**TASK OBJECTIVE**
When a line below holds the string "already", show that line.

**INPUT RECORDS**
PR #405, opened 2023-10-05
Implementation of rlp::decode()

Quentash:
Implementation of rlp::decode() as it was benchmarked and tested here (https://github.com/danilowhk/cairo-lib/blob/main/src/encoding/rlp.cairo).

## Pull Request type

- [ ] Bugfix
- [X] Feature
- [ ] Build-related changes

Resolves: #

## What is the new behavior?

-
-
-

- [ ] Yes
- [X] No


crates/utils/src/rlp.cairo
```diff
@@ -1,7 +1,159 @@
...
+        }
+    }
+}
 
+// @notice Represent a RLP item
+#[derive(Drop)]
+enum RLPItem {
+    Bytes: Bytes,
+    // Should be Span<RLPItem> to allow for any depth/recursion, not yet supported by the compiler
+    List: Span<Bytes>
```
Eikix, line 46: Have you tried to see if self-referencing Enum is supported by the compiler?

Eikix:
The scope of this PR is too large. Could you break it down into two PRs, one for the RLP trait & RLP decode
And the second one for the EOA logic: decode_tx?

crates/utils/src/bitwise.cairo
```diff
@@ -0,0 +1,78 @@
+use utils::math::{pow, pow_felt252};
+use math::Oneable;
+use zeroable::Zeroable;
+
+// @notice Bitwise left shift
+// @param num The number to be shifted
+// @param shift The number of bits to shift
+// @return The left shifted number
+fn left_shift<
```
Eikix, line 9: I think you don't need this, you can use the existing bitshift trait in Math.cairo

crates/utils/src/bitwise.cairo
```diff
@@ -0,0 +1,78 @@
+use utils::math::{pow, pow_felt252};
```
Eikix, line 1: note that we already have a bitshift trait and library in math.cairo,

crates/utils/src/bitwise.cairo
```diff
@@ -0,0 +1,78 @@
...
+    impl TDrop: Drop<T>
+// TODO refactor shift type from T to usize
+>(
+    num: T, shift: T
+) -> T {
+    let two = TOneable::one() + TOneable::one();
+    num * pow(two, shift)
+}
+
+fn left_shift_felt252(num: felt252, shift: felt252) -> felt252 {
```
Eikix, line 26: same afaik

crates/utils/src/bitwise.cairo
```diff
@@ -0,0 +1,78 @@
...
+    num: T, shift: T
+) -> T {
+    let two = TOneable::one() + TOneable::one();
+    num / pow(two, shift)
+}
+
+// @notice Bit length of a number
+// @param num The number to be measured
+// @return The number of bits in the number
+fn bit_length<
```
Eikix, line 55: this looks very expensive, why do we need this? I don't see it being used

crates/utils/src/eth_transaction.cairo
```diff
@@ -30,22 +42,54 @@ trait EthTransaction {
...
-    fn decode_tx(tx_data: Span<u8>) -> EthereumTransaction;
+    fn decode_tx(tx_data: Span<u8>) -> EthereumTransaction {
+        let mut eth_transaction: EthereumTransaction = Default::default();
+
+        let (items, size) = rlp::rlp_decode(tx_data).unwrap();
+
+        match items {
+            rlp::RLPItem::Bytes(value) => {},
+            rlp::RLPItem::List(list) => {
+                let nonce: u256 = (*list[0]).try_into().unwrap();
```
Eikix, line 53: we must remove every unwrap(), and handle the error gracefully using a Result<>

1. Create a new error enum (like we have for EVMError), call it `InternalError`, and add a TypeConversionError alternative in the enum,
2. modify the function signature to return a Result<EthereumTransaction, InternalError>
3. modify the signature of the TryInto() trait for Span<Bytes> so that it returns a result rather than an option. Since you can't do that on TryInto trait, do it with TryIntoResult trait
4. instead of unwrap(), use "?" operator

crates/utils/src/bitwise.cairo
Eikix: but good idea to make it generic, i'll create an issue for this

crates/utils/src/types/byte.cairo
```diff
@@ -0,0 +1,16 @@
+use utils::bitwise::right_shift;
+
+type Byte = u8;
+
+#[generate_trait]
+impl ByteImpl of ByteTrait {
+    // @notice Extracts the high and low nibbles from a byte
+    // @return (high, low)
+    fn extract_nibbles(self: Byte) -> (Byte, Byte) {
```
Eikix, line 9: we don't use this, we can delete it

crates/utils/src/types/byte.cairo
```diff
@@ -0,0 +1,16 @@
+use utils::bitwise::right_shift;
+
+type Byte = u8;
```
Eikix, line 3: I think we can do without this type alias

Let's replace every occurence of Byte by u8
Let's replace every occurence of Bytes by Span<u8>

crates/utils/src/types/bytes.cairo
```diff
@@ -0,0 +1,104 @@
...
+            result += left_shift_felt252(byte, 8 * (offset - i.into()));
+
+            i += 1;
+        };
+
+        Option::Some(result)
+    }
+}
+
+impl BytesPartialEq of PartialEq<Bytes> {
```
Eikix, line 64: Do we need this? When do we have snapshots of Spans?

crates/utils/src/helpers.cairo
```diff
@@ -504,6 +505,34 @@ impl SpanExtension<T, +Copy<T>, +Drop<T>> of SpanExtensionTrait<T> {
...
+
+        let offset = len.into() - 1;
+        let mut result: u256 = 0;
+        let mut i: usize = 0;
+        loop {
+            if i >= len {
+                break ();
+            }
+            let byte: u256 = (*self.at(i)).into();
+            result += Bitshift::shl(byte, 8 * (offset - i.into()));
```
Eikix, line 527:
```suggestion
            result +=byte.shl(8 * (offset - i.into())));
```

crates/utils/src/math.cairo
```diff
@@ -231,3 +232,28 @@ impl U128WrappingBitshiftImpl of WrappingBitshift<u128> {
     }
 }
 
+fn pow<
```
Eikix, line 235: why do we need this? we already have a pow fn

crates/utils/src/math.cairo
```diff
@@ -231,3 +232,28 @@ impl U128WrappingBitshiftImpl of WrappingBitshift<u128> {
...
+    base: T, mut exp: T
+) -> T {
+    if exp.is_zero() {
+        TOneable::one()
+    } else {
+        base * pow(base, exp - TOneable::one())
+    }
+}
+
+fn pow_felt252(base: felt252, exp: felt252) -> felt252 {
```
Eikix, line 253: I don't think we need this either

crates/utils/src/rlp.cairo
```diff
@@ -1,7 +1,158 @@
...
+use array::{Array, ArrayTrait, Span, SpanTrait};
+use clone::Clone;
+use traits::{Into, TryInto};
+use utils::helpers::SpanU8TryIntoU256;
 
-// We can reuse https://github.com/HerodotusDev/cairo-lib/blob/main/src/encoding/rlp.cairo 
-// Check before reusing that it works soundly
+// @notice Enum with all possible RLP types
+#[derive(Drop, PartialEq)]
+enum RLPType {
```
Eikix, line 10: you can now write:

```
#[derive(Drop, PartialEq)]
enum RLPType {
    String,
    StringShort,
    StringLong,
    ListShort,
    ListLong,
}
```

crates/utils/src/rlp.cairo
```diff
@@ -1,7 +1,158 @@
...
+            Result::Ok(RLPType::String(()))
+        } else if byte <= 0xb7 {
+            Result::Ok(RLPType::StringShort(()))
+        } else if byte <= 0xbf {
+            Result::Ok(RLPType::StringLong(()))
+        } else if byte <= 0xf7 {
+            Result::Ok(RLPType::ListShort(()))
+        } else if byte <= 0xff {
+            Result::Ok(RLPType::ListLong(()))
+        } else {
```
Eikix, line 34: can we ever reach this case?

Eikix: if not we can remove the result fn signature type

crates/utils/src/rlp.cairo
```diff
@@ -1,7 +1,158 @@
...
+            Result::Ok((RLPItem::Bytes(arr.span()), 1))
+        },
+        RLPType::StringShort(()) => {
+            let len = prefix.into() - 0x80;
+            let res = input.slice(1, len);
+
+            Result::Ok((RLPItem::Bytes(res), 1 + len))
+        },
+        RLPType::StringLong(()) => {
+            let len_len = prefix.into() - 0xb7;
```
Eikix, line 68: why len_len name?

crates/utils/src/rlp.cairo
```diff
@@ -1,7 +1,158 @@
...
+            let len_span = input.slice(1, len_len);
+
+            // Bytes => u256 => u32
+            let len256: u256 = len_span.try_into().unwrap();
```
Eikix, line 72: why do we unwrap here?

crates/utils/src/rlp.cairo
```diff
@@ -1,7 +1,158 @@
...
+            let len: u32 = len256.try_into().unwrap();
```
Eikix, line 73: you can just implement a try_into() for Span<u8> to u32 imo

crates/utils/src/rlp.cairo
```diff
@@ -1,7 +1,158 @@
...
+        } else if byte <= 0xff {
+            Result::Ok(RLPType::ListLong(()))
+        } else {
+            Result::Err('Invalid byte')
+        }
+    }
+}
 
+// @notice Represent a RLP item
+#[derive(Drop)]
```
Eikix, line 41: You can derive PartialEq here

crates/utils/src/rlp.cairo
```diff
@@ -1,7 +1,158 @@
...
+                input = input.slice(decoded_len, input.len() - decoded_len);
+            },
+            RLPItem::List(_) => { panic_with_felt252('Recursive list not supported'); }
+        }
+        i += decoded_len;
+    };
+    output.span()
+}
+
+impl RLPItemPartialEq of PartialEq<RLPItem> {
```
Eikix, line 121: Why do you need this? We can't derive PartialEq on RLPItem?

crates/utils/src/tests/test_math.cairo
```diff
@@ -1,6 +1,6 @@
 use integer::{u256_overflowing_add, BoundedInt, u512};
 use utils::math::{
-    Exponentiation, WrappingExponentiation, u256_wide_add, Bitshift, WrappingBitshift
+    Exponentiation, WrappingExponentiation, u256_wide_add, Bitshift, WrappingBitshift, pow
```
Eikix, line 3: why do we import pow

crates/utils/src/tests/test_rlp.cairo
```diff
@@ -0,0 +1,1583 @@
...
+
+    arr.pop_front();
+    let expected_item = RLPItem::Bytes(arr.span());
+
+    assert(res == expected_item, 'Wrong value');
+}
+
+#[test]
+#[available_gas(99999999)]
+fn test_rlp_decode_long_string_len_of_len_1() {
```
Eikix, line 104: cannot understand with the naming

crates/utils/src/tests/test_rlp.cairo
```diff
@@ -0,0 +1,1583 @@
...
+    let mut arr = array![
```
Eikix, line 105: could you add links of where you found the test cases next to test case? i think it'd help maintainability

crates/utils/src/tests/test_rlp.cairo
```diff
@@ -0,0 +1,1583 @@
...
+        0x86,
+        0x19,
+        0x7d,
+        0xd9
+    ];
+
+    let (res, len) = rlp_decode(arr.span()).unwrap();
+    assert(len == 1 + (0xb8 - 0xb7) + 0x3c, 'Wrong len');
+
+    arr.pop_front();
```
Eikix, line 173: can you add a comment why we need to pop twice?

crates/utils/src/tests/test_rlp.cairo
```diff
@@ -0,0 +1,1583 @@
...
+    arr.pop_front();
+    let expected_item = RLPItem::Bytes(arr.span());
+
+    assert(res == expected_item, 'Wrong value');
+}
+
+#[test]
+#[available_gas(99999999)]
+fn test_rlp_decode_long_string_len_of_len_2() {
```
Eikix, line 182: cannot understand with this naming

crates/utils/src/rlp.cairo
```diff
@@ -1,7 +1,158 @@
...
+    Bytes: Span<u8>,
+    // Should be Span<RLPItem> to allow for any depth/recursion, not yet supported by the compiler
+    List: Span<Span<u8>>
+}
+
+// @notice RLP decodes a rlp encoded byte array
+// @param input RLP encoded bytes
+// @return Result with RLPItem and size of the decoded item
+fn rlp_decode(input: Span<u8>) -> Result<(RLPItem, usize), felt252> {
+    let prefix = *input.at(0);
```
Eikix, line 52: we can check if input.is_empty() and return an error in case it is empty
we can also probably create an enum RLPError for this library with all the different error cases encoded as felt252 (like EVMError)

crates/utils/src/rlp.cairo
```diff
@@ -1,7 +1,158 @@
...
+enum RLPItem {
+    Bytes: Span<u8>,
+    // Should be Span<RLPItem> to allow for any depth/recursion, not yet supported by the compiler
+    List: Span<Span<u8>>
+}
+
+// @notice RLP decodes a rlp encoded byte array
+// @param input RLP encoded bytes
+// @return Result with RLPItem and size of the decoded item
+fn rlp_decode(input: Span<u8>) -> Result<(RLPItem, usize), felt252> {
```
Eikix, line 51: why do we need to know the size of the decoded item?

crates/utils/src/rlp.cairo
```diff
@@ -1,7 +1,158 @@
...
+    // Unwrap is impossible to panic here
+    let rlp_type = RLPTypeTrait::from_byte(prefix).unwrap();
+    match rlp_type {
+        RLPType::String(()) => {
+            let mut arr = array![prefix];
+            Result::Ok((RLPItem::Bytes(arr.span()), 1))
+        },
+        RLPType::StringShort(()) => {
+            let len = prefix.into() - 0x80;
+            let res = input.slice(1, len);
```
Eikix, line 63: do you know what will happen in case the RLP is malformed, and has 
input.len() < prefix.into() - 0x80?

will slice panic? 

in this case, we can add a check for this case and return an Error with `RlpInconsistentLengthAndData`

Kind of like here:
https://github.com/paritytech/parity-common/blob/master/rlp/src/error.rs

adapt as you need

crates/utils/src/rlp.cairo
Quentash: This is how it was implemented in Herodotus ( https://github.com/HerodotusDev/cairo-lib/blob/main/src/encoding/rlp.cairo ).
`rlp_decode` and `rlp_decode_list` functions seem to be used recursively to decode the "whole" RLP input and `rlp_decode_list` seems to use the len returned by decode_rlp().
Do you want me to find an other way to implement it so that it doesn't return the size ?

crates/utils/src/tests/test_rlp.cairo
Quentash: Those tests have been written by a Herodotus member. I noticed that they are slightly written differently from here (https://github.com/HerodotusDev/cairo-lib/blob/main/src/encoding/tests/test_rlp.cairo), but the tests cases looks identicals.
I ignore the reason tests have different inputs tho, do you want me to change our tests to be exactly the same than Herodotus ? I could also try to reach the tests author to understand why the inputs are different.

crates/utils/src/rlp.cairo
Quentash: I don't think you reach such a malformation. To make slice panic, `prefix` should be lower than 0x80. Which would have therefore given an other `rlp_type` from `let rlp_type = RLPTypeTrait::from_byte(prefix);`.
It would indeed be matched to a string which wouldn't make this slice panic.

crates/utils/src/tests/test_rlp.cairo
Eikix: I think we can have the same tests yes,
As well as the same tests as geth,
Official Execution-specs https://github.com/ethereum/execution-specs/tree/master

as we probably don't want 100 tests, you can pick a few from herodotus, some from geth, and most from eels

crates/utils/src/rlp.cairo
Eikix: I think it's fine for now, for our knowledge and culture, you could research various implementations of RLP and forge your opinion on your favorite

crates/utils/src/rlp.cairo
Eikix: yes but it can happen that an RLP payload is malformed:
- prefix is some value and the underlying data is something else -> prefix is short string, payload is long list or idk

crates/utils/src/rlp.cairo
```diff
@@ -1,7 +1,121 @@
...
+    let mut i = 0;
+    let len = input.len();
+    let mut output = ArrayTrait::new();
+
+    loop {
+        if i >= len {
+            break ();
+        }
+
+        let (decoded, decoded_len) = rlp_decode(input).unwrap();
```
enitrat, line 110: this unwrap is unsafe, what happens if the decoding fails?

crates/utils/src/tests/test_rlp.cairo
```diff
@@ -0,0 +1,1590 @@
...
+use result::ResultTrait;
+use utils::errors::{RLPError, RLP_INVALID_LENGTH};
+
+#[test]
+#[available_gas(9999999)]
+fn test_rlp_types() {
+    let mut i = 0;
+    loop {
+        if i <= 0x7f {
+            assert(RLPTypeTrait::from_byte(i) == RLPType::String(()), 'Parse type String');
```
enitrat, line 12:
```suggestion
            assert(RLPTypeTrait::from_byte(i) == RLPType::String, 'Parse type String');
```

crates/utils/src/tests/test_rlp.cairo
Quentash: My very very very bad, the tests are actually identical, but Herodotus' have the inputs encoded in u64 little endian instead of u8. I am sorry for the misinformation.

crates/utils/src/rlp.cairo
Quentash: I've added verification on the inputs length so that slice() functions will never panic because we now make sure there are enough bytes to slice.

crates/utils/src/rlp.cairo
```diff
@@ -1,7 +1,121 @@
...
+            RLPType::ListLong(())
+        }
+    }
+}
 
+// @notice Represent a RLP item
+#[derive(Drop, PartialEq)]
+enum RLPItem {
+    Bytes: Span<u8>,
+    // Should be Span<RLPItem> to allow for any depth/recursion, not yet supported by the compiler
```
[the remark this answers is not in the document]
Quentash: To be fair, I imported this as it was here https://github.com/danilowhk/cairo-lib/blob/main/src/encoding/rlp.cairo
@danilowhk could you help me explaning this part ?

crates/utils/src/rlp.cairo
Quentash: I implemented an error verification and propagate the rlp_decode.
I couldn' t "return" from inside a loop so it doesn't look very appealing, should it panic instead ?

crates/utils/src/helpers.cairo
```diff
@@ -505,35 +506,36 @@ impl SpanExtension<T, +Copy<T>, +Drop<T>> of SpanExtensionTrait<T> {
     }
 }
 
-impl SpanU8TryIntoU32 of TryInto<Span<u8>, u32> {
-    fn try_into(self: Span<u8>) -> Option<u32> {
-        let len = self.len();
+trait BytesSerde<T> {
+    /// Serialize/deserialize bytes into/from
+    /// an array of bytes.
+    fn serialize(self: @T, ref output: Array<u8>);
```
enitrat, line 512: remove serialize from the traits as it's never used. We don't want to mistakenly end up using it if it's not implemented

crates/utils/src/rlp.cairo
```diff
@@ -1,7 +1,153 @@
...
+        match decoded {
+            RLPItem::Bytes(b) => {
+                output.append(b);
+                input = input.slice(decoded_len, input.len() - decoded_len);
+            },
+            RLPItem::List(_) => { panic_with_felt252('Recursive list not supported'); }
+        }
+        i += decoded_len;
+    };
+    if decode_error != Option::None {
```
enitrat, line 149:
```suggestion
    if decode_error.is_some() {
```

crates/utils/src/rlp.cairo
```diff
@@ -1,7 +1,153 @@
...
+            Result::Ok((RLPItem::List(res), 1 + len_of_len + len))
+        }
+    }
+}
+
+fn rlp_decode_list(ref input: Span<u8>) -> Result<Span<Span<u8>>, RLPError> {
+    let mut i = 0;
+    let len = input.len();
+    let mut output = ArrayTrait::new();
+    let mut decode_error: Option<RLPError> = Option::None;
```
enitrat, line 127: remove this variable

crates/utils/src/rlp.cairo
```diff
@@ -1,7 +1,153 @@
...
+
+    loop {
```
enitrat, line 129: let err = loop {...}

crates/utils/src/rlp.cairo
```diff
@@ -1,7 +1,153 @@
...
+        if i >= len {
+            break ();
+        }
+
+        let res = rlp_decode(input);
+        if res.is_err() {
+            decode_error = Option::Some(res.unwrap_err());
```
enitrat, line 136:
```suggestion
        break Option::Some(res.unwrap_err());
```

crates/utils/src/rlp.cairo
```diff
@@ -1,7 +1,153 @@
...
+
+fn rlp_decode_list(ref input: Span<u8>) -> Result<Span<Span<u8>>, RLPError> {
+    let mut i = 0;
+    let len = input.len();
+    let mut output = ArrayTrait::new();
+    let mut decode_error: Option<RLPError> = Option::None;
+
+    loop {
+        if i >= len {
+            break ();
```
enitrat, line 131:
```suggestion
            break None
```

crates/utils/src/rlp.cairo
```diff
@@ -1,7 +1,153 @@
...
+        }
+
+        let res = rlp_decode(input);
+        if res.is_err() {
+            decode_error = Option::Some(res.unwrap_err());
+            break;
+        }
+        let (decoded, decoded_len) = res.unwrap();
```
enitrat, line 139: best would still be to avoid using an unwrap and just use the match control flow on `res` directly

enitrat (commented):
almos lgtm now wdyt @eikix

Eikix:
> almos lgtm now wdyt @Eikix

agreed

crates/utils/src/rlp.cairo
enitrat: you break with a value from the loop and then return depending on this value

crates/utils/src/helpers.cairo
```diff
@@ -505,35 +506,34 @@ impl SpanExtension<T, +Copy<T>, +Drop<T>> of SpanExtensionTrait<T> {
     }
 }
 
-impl SpanU8TryIntoU32 of TryInto<Span<u8>, u32> {
-    fn try_into(self: Span<u8>) -> Option<u32> {
-        let len = self.len();
+trait BytesSerde<T> {
+    /// Serialize/deserialize bytes into/from
+    /// an array of bytes.
+    fn deserialize(self: @Span<u8>) -> Option<T>;
```
enitrat, line 512: my bad. We don't want to pass it by snapshot

```suggestion
    fn deserialize(self: Span<u8>) -> Option<T>;
```

crates/utils/src/helpers.cairo
```diff
@@ -505,35 +506,34 @@ impl SpanExtension<T, +Copy<T>, +Drop<T>> of SpanExtensionTrait<T> {
...
+}
+
+impl BytesSerdeU32Impl of BytesSerde<u32> {
+    fn deserialize(self: @Span<u8>) -> Option<u32> {
+        let len = (*self).len();
```
enitrat, line 517: if not passed by snapshot then we can just

```suggestion
        let len = self.len();
```

crates/utils/src/helpers.cairo
```diff
@@ -505,35 +506,34 @@ impl SpanExtension<T, +Copy<T>, +Drop<T>> of SpanExtensionTrait<T> {
...
-        let mut i: usize = 0;
+        let mut i: u32 = 0;
         loop {
-            if i >= len {
+            if i == len {
                 break ();
             }
-            let byte: u32 = (*self.at(i)).into();
-            result += byte.shl(8 * (offset - i.into()));
+            let byte: u32 = (*(*self).at(i)).into();
```
enitrat, line 528: and this can be simplified as well back to
```suggestion
            let byte: u32 = (*self.at(i)).into();
```

crates/utils/src/rlp.cairo
```diff
@@ -16,98 +16,125 @@ enum RLPType {
...
     match rlp_type {
-        RLPType::String(()) => {
+        RLPType::String => {
             let mut arr = array![prefix];
             Result::Ok((RLPItem::Bytes(arr.span()), 1))
         },
-        RLPType::StringShort(()) => {
+        RLPType::StringShort => {
             let len = prefix.into() - 0x80;
+            if input.len() < len + 1 {
```
enitrat, line 70:
```suggestion
            if input.len() <= len {
```

crates/utils/src/rlp.cairo
```diff
@@ -16,98 +16,125 @@ enum RLPType {
...
             let res = input.slice(1, len);
 
             Result::Ok((RLPItem::Bytes(res), 1 + len))
         },
-        RLPType::StringLong(()) => {
-            // Extract the amount of bytes representing the data payload length
-            let len_len = prefix.into() - 0xb7;
-            let len_span = input.slice(1, len_len);
+        RLPType::StringLong => {
+            let len_of_len = prefix.into() - 0xb7;
```
enitrat, line 78:
```suggestion
            let len_bytes_count = prefix.into() - 0xb7;
```

count of how many bytes encode the length

crates/utils/src/rlp.cairo
```diff
@@ -16,98 +16,125 @@ enum RLPType {
...
+            if input.len() < len_of_len + 1 {
+                return Result::Err(RLPError::RlpInputTooShort(RLP_INPUT_TOO_SHORT));
+            }
+
+            let len_in_bytes = input.slice(1, len_of_len);
+            let len: u32 = len_in_bytes.deserialize().unwrap();
```
enitrat, line 84:
```suggestion
            let string_len: u32 = len_in_bytes.deserialize().unwrap();
```

crates/utils/src/rlp.cairo
```diff
@@ -16,98 +16,125 @@ enum RLPType {
...
-            // Extract the amount of bytes representing the data payload length
-            let len_len = prefix.into() - 0xb7;
-            let len_span = input.slice(1, len_len);
+        RLPType::StringLong => {
+            let len_of_len = prefix.into() - 0xb7;
+            if input.len() < len_of_len + 1 {
+                return Result::Err(RLPError::RlpInputTooShort(RLP_INPUT_TOO_SHORT));
+            }
+
+            let len_in_bytes = input.slice(1, len_of_len);
```
enitrat, line 83:
```suggestion
            let string_len_bytes = input.slice(1, len_of_len);
```

crates/utils/src/rlp.cairo
```diff
@@ -16,98 +16,125 @@ enum RLPType {
...
+            let len: u32 = len_in_bytes.deserialize().unwrap();
+            if input.len() < len + len_of_len + 1 {
+                return Result::Err(RLPError::RlpInputTooShort(RLP_INPUT_TOO_SHORT));
+            }
 
-            // Bytes => u32
-            let len: u32 = len_span.try_into().unwrap();
-            let res = input.slice(1 + len_len, len);
+            let res = input.slice(1 + len_of_len, len);
```
enitrat, line 89:
```suggestion
            let decoded_string = input.slice(1 + len_of_len, len);
```

Also call it `decoded_string` instead of `res` in other branches

crates/utils/src/rlp.cairo
```diff
@@ -16,98 +16,125 @@ enum RLPType {
...
-            let len_len = prefix.into() - 0xf7;
-            let len_span = input.slice(1, len_len);
-
-            // Bytes => u32
-            let len: u32 = len_span.try_into().unwrap();
-            let mut in = input.slice(1 + len_len, len);
-            let res = rlp_decode_list(ref in);
-            Result::Ok((RLPItem::List(res), 1 + len_len + len))
+        RLPType::ListLong => {
+            let len_of_len = prefix.into() - 0xf7;
```
enitrat, line 104: same names as in StringLong

enitrat (commented):
lgtm, proposed variable name changes to make it easier to understand on first read.

crates/utils/src/rlp.cairo
Quentash: My bad for this one, I assumed  "<" and a "+" would be cheaper than a "<="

**RESULT OF THE TASK**
Eikix, line 1: note that we already have a bitshift trait and library in math.cairo,
Eikix, line 235: why do we need this? we already have a pow fn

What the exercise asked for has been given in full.